Fixing the permissions got a "force cleanup" working but there was still ~90GiB of files space under /j/ws that weren't being cleaned up so I did a manual delete.

Joshua Hoblitt added a comment -

Free disk space for jenkins-el7-1 is now showing as 246.63 GB. I've set the free space threshold back to 50 GiB. If this becomes a problem again I will likely expand the volume.

Andy Clements added a comment -

Joshua Hoblitt  Thanks for looking into this.  Rob Bovill, Tiago Ribeiro, Te-Wei Tsai - Can someone look into this?  Is the hexRot job new?

Te-Wei Tsai added a comment - - edited

Joshua Hoblitt I am the owner of ts_mt_hexRot_middleware repo. That repo was automatically on TSSW instance by the auto-population of "LSST Telescope & Site". Please help to remove that one.

Thanks!

BTW, the test of ts_mt_hexRot_middleware repo is on the Jenkins instance by T&S team now.

Te-Wei Tsai added a comment -

To be clear, the TSSW jenkins instance hold by DM team uses the root authority for the docker image. The TSSW jenkins instance hold by T&S team uses the jenkinsuser (uid: 1004, not the root) for the docker image. This is why you will see the error here.

Joshua Hoblitt added a comment -

Te-Wei Tsai Are you saying that the job https://ts-ci.lsst.codes/blue/organizations/jenkins/lsst-ts%2Fts_mt_hexRot_middleware/branches/ should not exist? It looks like there are Jenkinsfiles at the tips of branches.

Tiago Ribeiro added a comment -

I removed all the triggers from that build. It should not run anymore.
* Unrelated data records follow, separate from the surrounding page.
PR #55, opened 2019-07-10
Mat/reset password to queue

mat-binary:


lib/Mojo/WebSocketProxy/Backend/JobAsync.pm
```diff
@@ -66,7 +66,7 @@ sub new {
     # We'd like to provide some flexibility for people trying to integrate this into
     # other systems, so any combination of Job::Async::Client, Job::Async and/or IO::Async::Loop
     # instance can be provided here.
-    $self->{client} //= do {
+    unless $self->{client} {
```
zakame: Syntax error here, needs
```suggestion
    unless ($self->{client}) {
```

lib/Mojo/WebSocketProxy/Backend/JobAsync.pm
```diff
@@ -111,30 +111,30 @@ sub call_rpc {
...
     my $params = $self->make_call_params($c, $req_storage);
     $log->debugf("method %s has params = %s", $method, $params);
-
     $_->($c, $req_storage) for @$before_call_hook;
-
     $self->client->submit(
         name   => $req_storage->{name},
-        params => encode_json_utf8($params)
+        params => encode_json_utf8($params),
+        rpc_queue_client_tv => [Time::HiRes::gettimeofday],
```
raunakkathuria: what does `tv` stands for? Can we use descriptive name, please?

lib/Mojo/WebSocketProxy/Backend/JobAsync.pm
nael-binary: IMHO this part doesnt need changing and should be kept as it is.

lib/Mojo/WebSocketProxy/Backend/JobAsync.pm
nael-binary: i dont think we should be adding this extra parameter, to get stats that we actually already have.
we already have hooks in Websocket that will record for us the time spent in each call. In fact you can easily see now how long reset_password request takes to be served (attached screenshot)

Screenshot 2019-07-16 at 2 24 00 PM

so I think in here we should only have one `stats_inc` indicating a successful request to the queue.

lib/Mojo/WebSocketProxy/Backend/JobAsync.pm
```diff
@@ -66,7 +66,7 @@ sub new {
     # We'd like to provide some flexibility for people trying to integrate this into
     # other systems, so any combination of Job::Async::Client, Job::Async and/or IO::Async::Loop
     # instance can be provided here.
-    $self->{client} //= do {
+    unless ($self->{client}) {
```
nael-binary: @mat-binary I dont see the need of changing this part

lib/Mojo/WebSocketProxy/Backend/JobAsync.pm
mat-binary: @nael-binary I'm trying to cover what is missing in the existing metrics: `queue latency` (i.e. the interval between the moment a message is queued, until it is dequeued. I'm not sure if it is the correct term). How can we calculate it from the existing metrics? The closest (not exactly correct) answer is: `bom_websocket_api.v_3.rpc_call.timing` minus `bom_websocket_api.v_3.rpc_call.timing`.

lib/Mojo/WebSocketProxy/Backend/JobAsync.pm
mat-binary: Yes. It is a leftover of an experiment. I'll revert it.

lib/Mojo/WebSocketProxy/Backend/JobAsync.pm
nael-binary: in this current way what its really measuring the network latency only as in (how long it took us from the moment we sent the request to the queue, until the worker picked it up. -not including the processing time.
I believe those are the two things that we are interested in, in terms of timing only:
- time spent in processing each job in worker (has to be added)
- time spent in order to serve the request to client. Hooks in WS are already in place for that.

why `bom_websocket_api.v_3.rpc_call.timing` is not correct? isnt it giving us the time spent on each RPC call, whether from normal RPC or job_async one?

mat-binary: @nael-binary I edited the last sentence of my message: 
```
The closest (not exactly correct) answer is: bom_websocket_api.v_3.rpc_call.timing minus bom_rpc.v_3.call.timing.
```
Anyway,I admit that keeping with the old metrics is more intuitive if we want to make before/after comparisons. We can measure queue performance by the existing metrics fairly (we cannot separate request queue latency from response latency, for example). 

It means that I can close two RPs. Hurray!

PR #57, opened 2019-07-29
Mat/reset password to queue

mat-fs:


lib/Mojo/WebSocketProxy/Backend/JobAsync.pm
```diff
@@ -106,56 +88,79 @@ Implements the L<Mojo::WebSocketProxy::Backend/call_rpc> interface.
...
     my $msg_type = $req_storage->{msg_type} ||= $req_storage->{method};
-    $self->{client}->start->get;
 
-    $req_storage->{call_params} ||= {};
+    # We'd like to provide some flexibility for people trying to integrate this into
+    # other systems, so any combination of Job::Async::Client, Job::Async and/or IO::Async::Loop
+    # instance can be provided here.
+    $self->{client} //= do {
+        # We don't hold a ref to this, since that might introduce unfortunate cycles
+        my $loop //= do {
```
mat-fs: @nael-binary We are getting `perlcritic` warnings about this line. Isn't it better to be rewritten as `$self->{loop} = `?

lib/Mojo/WebSocketProxy/Backend/JobAsync.pm
```diff
@@ -58,29 +58,11 @@ sub new {
     my ($class, %args) = @_;
     # Avoid holding these - we only want the Job::Async::Client instance, and everything else
     # should be attached to the loop (which sticks around longer than we expect to).
-    my $loop = delete $args{loop};
+    my $loop   = delete $args{loop};
     my $jobman = delete $args{jobman};
```
mat-fs: @nael-binary  These variables are not used anymore and just deleting from args.

lib/Mojo/WebSocketProxy/Backend/JobAsync.pm
nael-binary: yes actually here its better to use `$self->{loop}`

lib/Mojo/WebSocketProxy/Backend/JobAsync.pm
nael-binary: this is needed here, not the variables themselves, but the deleting part for `$args` so maybe we can just delete without the need of assigning them to any variable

Te-Wei Tsai added a comment -

Joshua Hoblitt The Jenkinsfile of ts_mt_hexRot_middleware is designed for the Jenkins instance of T&S team to work around the permission issue (uid: 1004). Therefore, it will fail on the Jenkins instance by DM team. Actually, I thought the auto-population of "LSST Telescope & Site" on DM's Jenkins instance may not be a good idea. Thanks!